About 4-30 p.m. Manzur asked an official if he could turn on the stereo to listen to an election programme and was allowed into the secure area. Miss Whittlestone said within half an hour it was discovered a book of ballot papers was missing. The election finished at 10 p.m. and the sealed ballot box was taken to the count where a clerk found 12 votes together in a bundle.

Miss Whittlestone said the clerk, who had 20 years’ experience, had never seen anything like it before. They were consecutively numbered and all marked in favour of the Liberal Democrat candidate. More papers were discovered similarly bunched and she told the deputy returning officer.

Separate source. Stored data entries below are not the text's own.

Issue #678, opened 2017-02-06
GSoC qualification: Make CCExtractor more linux standard compliant


cfsmp3:
This task gives you enough points to qualify (but remember that your proposal still needs to be good, etc).

CCExtractor is written in pure C, it uses external hard-linked libraries and it is designed to be portable to different platforms. Because of that we have multiple building scripts which somebody should maintain. The task is to create

    Autoconf scripts
    Man pages
    .tgz, .deb, .rpm, .tar.xz (archlinux) installation packages

Izaron:
We just need to build package from built binary from linux/build-static.sh
.deb - just rewrite outdated https://github.com/CCExtractor/ccextractor/blob/master/package_creators/debian.sh remove REQUIRES and so on
.rpm - http://meinit.nl/creating-rpm-some-binary, but we can also build .rmp from **Debian/Ubuntu**

Izaron:
Would you like to have official packages for the most popular linux distros?
I mean, if everybody will be able to launch Linix distro, write in terminal line as `sudo apt-get install ccextractor` and get binary? :)

Izaron:
https://www.linux.com/learn/easy-package-creation-checkinstall
Can be helpful

alexandrumc:
I'm starting to do it.

pranavsid98:
I am interested in this issue. I would like to work on this.

Pranav

techfreakworm:
I am working on autoconf scripts for ccextractor and I have a slight problem. In Makefile.am (with non-recursive approach) I have set, "AM_LDFLAGS = -lm -zmuldefs -ltesseract -llept". But still the build crashes with "/usr/bin/ld: src/gpacmp4/av_parsers.o: undefined reference to symbol 'trunc@@GLIBC_2.2.5'
/lib/x86_64-linux-gnu/libm.so.6: error adding symbols: DSO missing from command line"
Any idea where I might be wrong?

xvkdev:
To make it clear - we don't want to pregenerated packages, man, etc: We want scripts that generate them automatically, otherwise we'd been stuck with old versions really quickly.

cfsmp3:
To make it clear - we don't want to pregenerated packages, man, etc: We want scripts that generate them automatically, otherwise we'd been stuck with old versions really quickly.

fandango-:
[...]

PR #715, opened 2017-03-13
[IMPROVEMENT] Add Autoconf scripts to make CCExtractor more linux standard compliant

fandango-:

---

This PR add autoconf scripts (mainly configure.ac and Makefile.am) to allow the standard configure / make / make install process for building and installing CCExtractor on Linux systems.

Makefile.am is mostly derived from the existing Makefile (removed in this PR as it is no longer required) with target renaming as appropriate.

All the lib checking (tesseract, leptonica, etc.) and option parsing (--enable-ocr, --enable-ffmpeg, etc.) is now moved to the configure step after the addition of relevant macros in configure.ac

The other files added (Makefile.in, config.h.in, etc.) allow the building and installation to take place on systems where autotools is not installed.

pre-build.sh was modified to use relative paths with respect to the directory in which the shell script exists and not the current build directory.

Tested on
Kernel		: Linux 4.4.48-1-MANJARO (x86_64)
C Library		: GNU C Library version 2.24 (stable)
Default C Compiler		: GNU C Compiler version 6.3.1 20170109 (GCC) 
Distribution		: Manjaro Linux

Part 1 of 3 to resolve Issue #678


fandango-:
Thanks for the review. Okay, I've removed the autogenerated scripts. Also, I've added a bootstrap script to generate the configure file using the autotools commands.

So, new flow for building and installing would be:
$ ./bootstrap
$ ./configure
$ make
$ sudo make install

rkuchumov:
seems that package generated with `make dist` doesn't work. And don't forget to update .gitignore

fandango-:
Yes, thanks for noting the issue. 'make dist' now works - it generates a .tar.gz file with all the required files. However, 'make distcheck' will fail as it expects configure in the topmost directory. Currently, the tar archive generated has 2 subfolders with the ccextractor-0.85 folder - linux and src. The configure is actually in the linux directory. So, to test it out:
$ make dist
$ tar -xvf tar -xvf ccextractor-0.85.tar.gz
$ cd ccextractor-0.85/linux/
$ ./configure
$ make
$ sudo make install

Also, the .gitignore was updated.

rkuchumov:
when I do 
```
./bootstrap
./configure --prefix=/home/rk/.local/bin/
make install -j4
```
it still tries to copy executable to `/usr/bin/` instead of my local folder. `--exec-copy` didn't help as well.

cfsmp3:
Closing because an alternative PR has been merged, you still get GSoC points for the work.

The prosecutor said police were called and the suspicious ballot papers were examined after officers secured a court order. Manzur’s fingerprints were on three of the fake votes and the crosses were found to have been added while the papers were still in the book.

The prosecutor said the result of the election in that ward was 1,554 votes for the Labour Party, 1,071 for the Lib-Dems and 101 for the Conservatives. She added: ”The defrauded ballot papers didn’t impinge on the results.” Ahmed Nadim (defending) urged the judge to pass a suspended sentence. He said: ”The fraud itself was opportunistic and short-lived. The defendant recognises his behaviour cannot and should not be tolerated in a democratic society, for it does undermine the confidence in the electoral process.”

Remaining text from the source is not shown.